日本大百科全書(ニッポニカ) 「専門図書館」の意味・わかりやすい解説
専門図書館
せんもんとしょかん
資料の主題、形態の面で、また図書館の目的、利用者の面で専門的に限定されている図書館。官庁、研究所、企業体の図書館などが含まれる。点字図書館(視覚障害者情報提供施設)、病院図書館、刑務所図書館なども専門図書館であるが、これら特定対象の図書館はかつては「特殊図書館」ともよばれた。
アメリカ合衆国の国立医学図書館、国立農学図書館は国立図書館の役割ももつ。また、アメリカでは研究所図書館とともに、企業体の資料室を多数抱えている。

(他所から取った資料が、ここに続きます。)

Issue #1000, opened 2023-02-27
Auto infer types from `.toJSON` if property exisits


pi0:
When returning a value in API handlers, we use `JSON.stringify` for it finally. If `toJSON` exists, it can have more precise type.

PR #1002, opened 2023-02-27
feat(types): type $fetch to match json serialization output

### LINKED ISSUE #804: Improve type-safety of $Fetch
### Describe the feature

Currently, the API routes type is returned as is, even though it's being JSON serialized when being passed over the wire. This can cause some problems in terms of DX, It can break out of the type-safe mental model and introduces some overhead in the case of being careful about managing un-serializable types (such as Date, Map, Set, etc.).

Example:
```ts
// api
export default defineEventHandler(() => {
  return {
    createdAt: new Date()
  }
})

// client
const data = $fetch('/api/posts') // `data.createdAt` is returned as `Date` even though the real type is `string`
```

My proposed solution is one of the following:

1. Allow passing a custom serializer to h3.
2. Following similar API solutions in the space (such as remix and trpc), we can convert the return type to match JSON serialization output. ([I did a similar thing for Nuxt `useFetch`](https://gist.github.com/mahdiboomeri/36bbd43a1c4fab8e01910ed475bff6ea))

Related Issues: [nuxt/nuxt.js#15590](https://github.com/nuxt/nuxt.js/issues/15590), https://github.com/nuxt/nuxt/issues/12831

### Additional information

mahdiboomeri:
### 🔗 Linked issue

resolves #804, resolves https://github.com/unjs/nitro/issues/1000

### ❓ Type of change

### 📚 Description

This PR transforms the output type of $Fetch to better match what JSON.stringify returns (using trpc and remix implementation).

This is potentially a breaking change.

### 📝 Checklist

### DIFF
--- a/src/types/serialize.ts
+++ b/src/types/serialize.ts
@@ -1,0 +1,56 @@
+/**
+ * @link https://github.com/remix-run/remix/blob/2248669ed59fd716e267ea41df5d665d4781f4a9/packages/remix-server-runtime/serialize.ts
+ */
+type JsonPrimitive =
+  | string
+  | number
+  | boolean
+  // eslint-disable-next-line @typescript-eslint/ban-types
+  | String
+  // eslint-disable-next-line @typescript-eslint/ban-types
+  | Number
+  // eslint-disable-next-line @typescript-eslint/ban-types
+  | Boolean
+  | null;
+// eslint-disable-next-line @typescript-eslint/ban-types
+type NonJsonPrimitive = undefined | Function | symbol;
+
+/*
+ * `any` is the only type that can let you equate `0` with `1`
+ * See https://stackoverflow.com/a/49928360/1490091
+ */
+type IsAny<T> = 0 extends 1 & T ? true : false;
+
+type FilterKeys<TObj extends object, TFilter> = {
+  [TKey in keyof TObj]: TObj[TKey] extends TFilter ? TKey : never;
+}[keyof TObj];
+
+// prettier-ignore
+export type Serialize<T> =
+ IsAny<T> extends true ? any :
+ T extends JsonPrimitive ? T :
+ T extends Map<any,any> | Set<any> ? object :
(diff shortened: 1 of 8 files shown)


manniL (approved):

src/types/serialize.ts
```diff
@@ -0,0 +1,56 @@
...
+
+type FilterKeys<TObj extends object, TFilter> = {
+  [TKey in keyof TObj]: TObj[TKey] extends TFilter ? TKey : never;
+}[keyof TObj];
+
+// prettier-ignore
+export type Serialize<T> =
+ IsAny<T> extends true ? any :
+ T extends JsonPrimitive ? T :
+ T extends Map<any,any> | Set<any> ? object :
```
danielroe, line 32: I think this will always serialize to an empty object:

```suggestion
 T extends Map<any,any> | Set<any> ? Record<string, never> :
```

danielroe (approved):
This is really great.

I only have one suggestion, so we can avoid the super-permissive `object` type. Otherwise 👌

mahdiboomeri:
@danielroe Thanks 💚, I've also updated the tests. It should be ready to go.

danielroe:
@mahdiboomeri Just to let you know we had to revert part of this as a hotfix owing to increased type complexity: see https://github.com/unjs/nitro/pull/1050. If you have any ideas, a PR would be most welcome 🙏

mahdiboomeri:
@danielroe I think moving `Serialize` (and `Simplify`) to `nitro-routes.d.ts` can help. I did a quick experiment and it seems like it improves type checking duration.

Before: 
Screenshot 2023-03-15 at 20-00-53 trace json (1 MB) - Perfetto UI

After:
Screenshot 2023-03-15 at 20-00-33 trace json (1 MB) - Perfetto UI

Is there any reproduction on this?

danielroe:
Previously, it reproduced in the Nuxt `test:types` check.

PR #1004, opened 2023-03-01
feat(cloudflare-pages): rewrite with module syntax

pi0:
### ❓ Type of change

### 📚 Description

This PR introduces several improvements to the (currently experimental) cloudflare pages preset using module syntax and [advanced mode](https://developers.cloudflare.com/pages/platform/functions/advanced-mode/) `_worker.js` output.

While testing, I noticed zero-configs is broken with `dist` link (it was only supported for Nuxt also since it was doing `dist` symlinking and has it as default in CF pages). New output used top-level `dist` instead of `.output/public` also making it more consistent with their [other FW presets](https://developers.cloudflare.com/pages/platform/build-configuration/#framework-presets). This is a slightly breaking change for the experimental preset if `.output/public` was hardcoded should be changed to `dist`

Next steps: Supporting [`_redirects`](https://developers.cloudflare.com/pages/platform/redirects) and [`_headers`](https://developers.cloudflare.com/pages/platform/headers)

Also new in this preset: We use local fetch to directly generate response. it should make normalization more consistent in single place ([in unenv](https://github.com/unjs/unenv/blob/e3999ebaf1016b1bf9d716b0098be770abf5b8bf/src/runtime/fetch/index.ts#L17)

ドイツの専門図書館Spezialbibliothekenは学術図書館Wissenschaftliche Bibliothekenの一つに分類されており、そのうち官庁図書館、教会図書館、博物館図書館、音楽図書館などがもっとも発達し、さらに経済、医学、農学、科学技術の専門中央図書館もある。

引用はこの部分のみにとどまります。